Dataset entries
Segment Open

PR #144, opened 2021-04-26
RegIter

burrbull:
r? @therealprof


therealprof (dismissed):
I wonder where you're going with this but an iterator interface certainly makes sense... 😅

bors r+

therealprof (approved):
LGTM

bors r+

PR #149, opened 2021-04-28
Register properties everywhere

burrbull:


burrbull:
cc @therealprof

burrbull:
cc @Emilgardis 
I did not do this earlier because this is breaking change. But this should be done.

src/svd/registerinfo.rs
```diff
@@ -414,7 +377,7 @@ mod tests {
                 <addressOffset>0x8</addressOffset>
                 <alternateGroup>alternate_group</alternateGroup>
                 <alternateRegister>alternate_register</alternateRegister>
-                <size>32</size>
+                <size>0x20</size>
```
Emilgardis, line 380: ?

burrbull: reverted

burrbull: cc @Emilgardis

PR #158, opened 2021-11-02
impl DeriveFrom for Register/Cluster/Field

burrbull:
~~Alternate is #159~~


burrbull:
cc @Emilgardis

Emilgardis (approved):
bors r+

PR #161, opened 2021-11-06
peripheral array

### LINKED ISSUE #41: Should Peripheral support array?
`Register` can take the variant `Single(RegisterInfo)` or `Array(RegisterInfo, RegisterArrayInfo)`.  The svd dim stuff is also valid for a peripheral, shouldn't that mean Peripheral should do the same?

What I suggest is to:
 1. Rename `RegisterArrayInfo` to `DimInfo` (or something else that's generic over these types, like `ArrayInfo`)
2. Rename `Peripheral` to `PeripheralInfo` (to make it analog to `RegisterInfo`)
3. Introduce the new `enum Peripheral` which is analog to `enum Register` 
4. Add `Peripheral::parse` analog to how `Register::parse` works

## Breakage
There are 3 crates listed on crates.io as dependent on this crate. Only [svd2rust](https://github.com/japaric/svd2rust) have received updates in 2017.

Right now svd2rust silently generates garbage code when given peripheral arrays. It should be trivial to apply a quick patch which crashes the program when faced peripheral arrays and works as previous when faced single peripherals. This patch is also a prerequisite of supporting peripheral arrays in svd2rust. In other words, the breakage caused by this patch would be trivial to fix and benefit svd2rust greatly both immediately and in the future.

burrbull:
Closes #41

### DIFF
--- a/svd-encoder/src/lib.rs
+++ b/svd-encoder/src/lib.rs
@@ -78,6 +78,7 @@ mod fieldinfo;
 mod interrupt;
 mod modifiedwritevalues;
 mod peripheral;
+mod peripheralinfo;
 mod register;
 mod registercluster;
 mod registerinfo;
--- a/svd-rs/src/peripheralinfo.rs
+++ b/svd-rs/src/peripheralinfo.rs
@@ -1,0 +1,304 @@
+use super::{
+    register::{RegIter, RegIterMut},
+    AddressBlock, BuildError, EmptyToNone, Interrupt, RegisterCluster, RegisterProperties,
+    SvdError, ValidateLevel,
+};
+
+/// Errors from [Peripheral::validate]
+#[derive(Clone, Debug, PartialEq, Eq, thiserror::Error)]
+pub enum Error {
+    /// The peripheral has no registers, but specified a `<registers>` tag.
+    #[error("Peripheral have `registers` tag, but it is empty")]
+    EmptyRegisters,
+}
+
+/// A description of a peripheral in the [device](crate::Device), describing, for example, the [memory mappings](crate::RegisterInfo).
+#[cfg_attr(feature = "serde", derive(serde::Deserialize, serde::Serialize))]
+#[cfg_attr(feature = "serde", serde(rename_all = "camelCase"))]
+#[derive(Clone, Debug, PartialEq)]
+#[non_exhaustive]
+pub struct PeripheralInfo {
+    /// The string identifies the peripheral. Peripheral names are required to be unique for a device
+    pub name: String,
+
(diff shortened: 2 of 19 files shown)


svd-encoder/src/lib.rs
```diff
@@ -78,6 +78,7 @@ mod fieldinfo;
 mod interrupt;
 mod modifiedwritevalues;
 mod peripheral;
+mod peripheralinfo;
```
Emilgardis, line 81: imo, this should be `peripheral_info` but since we're already using this format, it makes sense.

svd-rs/src/peripheralinfo.rs
```diff
@@ -0,0 +1,304 @@
...
+        if !lvl.is_disabled() {
+            self.validate(lvl)
+        } else {
+            Ok(())
+        }
+    }
+
+    /// Validate the [`Peripheral`]
+    pub fn validate(&mut self, lvl: ValidateLevel) -> Result<(), SvdError> {
+        // TODO
```
Emilgardis, line 263: what is this todo? Comes from https://github.com/rust-embedded/svd/blob/81459691f379811650e7be81d81043e06b57437d/svd-rs/src/peripheral.rs#L263
But I think it was left in by mistake

svd-rs/src/peripheralinfo.rs
```diff
@@ -0,0 +1,304 @@
...
+#[derive(Clone, Debug, PartialEq, Eq, thiserror::Error)]
+pub enum Error {
+    /// The peripheral has no registers, but specified a `<registers>` tag.
+    #[error("Peripheral have `registers` tag, but it is empty")]
+    EmptyRegisters,
+}
+
+/// A description of a peripheral in the [device](crate::Device), describing, for example, the [memory mappings](crate::RegisterInfo).
+#[cfg_attr(feature = "serde", derive(serde::Deserialize, serde::Serialize))]
+#[cfg_attr(feature = "serde", serde(rename_all = "camelCase"))]
```
Emilgardis, line 17: this could be
```suggestion
#[cfg_attr(
        feature = "serde",
        derive(serde::Deserialize, serde::Serialize),
        serde(rename_all = "camelCase")
)]
```
but I have no real opinion on it

Emilgardis (approved):
lgtm, some minor things, not a blocker

svd-rs/src/peripheralinfo.rs
burrbull: I'd change this in another PR.

burrbull:
bors r=Emilgardis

Segment Closed

» **WHAT THIS TASK INVOLVES**:
Repeat word for word the lines above that run from the line containing "cc @therealprof" through the line containing "What I suggest", both ends included, and nothing else.

» **TASK ANSWER**:
cc @therealprof

burrbull:
cc @Emilgardis 
I did not do this earlier because this is breaking change. But this should be done.

src/svd/registerinfo.rs
```diff
@@ -414,7 +377,7 @@ mod tests {
                 <addressOffset>0x8</addressOffset>
                 <alternateGroup>alternate_group</alternateGroup>
                 <alternateRegister>alternate_register</alternateRegister>
-                <size>32</size>
+                <size>0x20</size>
```
Emilgardis, line 380: ?

burrbull: reverted

burrbull: cc @Emilgardis

PR #158, opened 2021-11-02
impl DeriveFrom for Register/Cluster/Field

burrbull:
~~Alternate is #159~~


burrbull:
cc @Emilgardis

Emilgardis (approved):
bors r+

PR #161, opened 2021-11-06
peripheral array

### LINKED ISSUE #41: Should Peripheral support array?
`Register` can take the variant `Single(RegisterInfo)` or `Array(RegisterInfo, RegisterArrayInfo)`.  The svd dim stuff is also valid for a peripheral, shouldn't that mean Peripheral should do the same?

What I suggest is to:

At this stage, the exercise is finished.